PR #11, opened 2021-03-30
HA Checker first iteration

stefanotorresi:
This PR is the result of my hackweek. It works, but needs a lot of validation from you folks. For the time being take it as a proof of concept.

It introduces the _Agent_ component, which integrates with Consul as a service discovery backend.
The agent provides the following functionalities:
- it registers a node on a local Consul agent, with a couple of Consul health checks (one of TTL type, one of TCP type).
- it drives the HA Checker, by leveraging the [aquasecurity/bench-common](https://github.com/aquasecurity/bench-common) project
- it exports the results of the HA Checker via a web service (sadly, it's not possible to use Consul itself to transports these, because the output payload of a Consul health check is limited to 4KB)

To demonstrate the Agent working, a new "Environment" web page has been added to the Web UI, which does nothing more than pretty-printing the data exposed the Consul API and the HA Checker web service.

To test this, a Consul server is now needed where the Web UI runs, and a Consul client is needed where the _Agent_ runs.
Both functions can be absolved by the same Consul instance when using development mode, so to run this locally you only need to get the Consul binary and run `consul agent -dev -ui -datacenter=test`.


agent/agent.go
```diff
@@ -0,0 +1,217 @@
...
+		err := a.consul.Agent().ServiceDeregister(a.cfg.InstanceName)
+		if err != nil {
+			log.Println("An error occurred while trying to deregisterConsulService the agent service with Consul:", err)
+		} else {
+			log.Println("Consul service de-registered.")
+		}
+	}()
+
+	var wg sync.WaitGroup
+	wg.Add(2)
```
arbulu89, line 103: What is this `2` ?

agent/agent.go
```diff
@@ -0,0 +1,217 @@
...
+func (a *Agent) registerConsulService() error {
+	var err error
+
+	consulService := &consul.AgentServiceRegistration{
+		ID:   a.cfg.InstanceName,
+		Name: a.cfg.ServiceName,
+		Tags: []string{"console-agent"},
+		Checks: consul.AgentServiceChecks{
+			&consul.AgentServiceCheck{
+				CheckID:  "hana_tcp_check",
```
arbulu89, line 148: What is this `hana_tcp_check` ?

examples/azure-rules.yaml
```diff
@@ -0,0 +1,604 @@
+---
```
arbulu89, line 1: Is this nomenclature based on `bench-common` tool?

arbulu89 (commented):
My initial thoughts:
1. Using `consul` looks right, but I guess other tools have been checked. This is one of the most important decisions of the whole console. I have checked it (`consul`) and it looks like it has all of the things we look for (service discovery, configuration management and network communication), and I guess that the tool is written on `go` is a plus for you guys (waiting already for go world domination... XD). In any case, double checking potential issues shipping a consul based tool is needed

2. I'm not sure on `bench-common` usage. I understand that creating something similar is a high effort, and most probably there are other solutions. But this tool is still even in beta, which brings many issues (a lot of future major changes, lack of maintenance, etc)

3. Providing the HA checks as http endpoint must be studied

4. I understand that the whole work was done together in sake of speed and to combine efforts, but I think the implementation of the HA checker and the consul usage should be completely separated
2.

stefanotorresi:
Provisional architecture diagram for reference:

```
┌──────────────────────────────────────────────────────────────────┐
│ Datacenter                                                       │
│                     ┌─────────────────────────────────────────┐  │
│ ┌──────────────┐    │SAP Environment                          │  │
│ │ Trento       │    │ ┌─────────────────────────────────────┐ │  │
│ │  ┌────────┐  │    │ │SAP Landscape                        │ │  │
│ │  │        │  │    │ │ ┌──────────────┐   ┌──────────────┐ │ │  │
│ │  │ Trento │  │    │ │ │SAP Host      │   │SAP Host      │ │ │  │
│ │  │  WebUI │  │    │ │ │ ┌─────────┐  │   │ ┌─────────┐  │ │ │  │
│ │  │        ├──┼────┼─┼─┼─┤► Trento │  │   ├─┤► Trento │  │ │ │  │
│ │  │   │    │  │    │ │ │ │   Agent │  │   │ │   Agent │  │ │ │  │
│ │  └───┼────┘  │    │ │ │ │   │     │  │   │ │   │     │  │ │ │  │
│ │      │       │    │ │ │ └───┼─────┘  │   │ └───┼─────┘  │ │ │  │
│ │  ┌───▼─────┐ │    │ │ │     │        │   │     │        │ │ │  │
│ │  │Consul   │ │    │ │ │ ┌───▼─────┐  │   │ ┌───▼─────┐  │ │ │  │
│ │  │ Agent   └─┼────┼─┼─┼─►Consul   │  │   ├─►Consul   │  │ │ │  │
│ │  │ (Server)◄─┼────┼─┼─┼─┐ Agent   │  │   ├─┐ Agent   │  │ │ │  │
│ │  │         │ │    │ │ │ │ (Client)│  │   │ │ (Client)│  │ │ │  │
│ │  └─────────┘ │    │ │ │ └─────────┘  │   │ └─────────┘  │ │ │  │
│ │              │    │ │ │              │   │              │ │ │  │
│ └──────────────┘    │ │ └──────────────┘   └──────────────┘ │ │  │
│                     │ │                                     │ │  │
│                     │ └─────────────────────────────────────┘ │  │
│                     │                                         │  │
│                     └─────────────────────────────────────────┘  │
│                                                                  │
└──────────────────────────────────────────────────────────────────┘
```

▶ [What is needed]
Return, exactly as they stand, the lines from the start of the records above through the line with "This PR is the", both ends included, and no other lines.

▶ [Finished task]
PR #11, opened 2021-03-30
HA Checker first iteration

stefanotorresi:
This PR is the result of my hackweek. It works, but needs a lot of validation from you folks. For the time being take it as a proof of concept.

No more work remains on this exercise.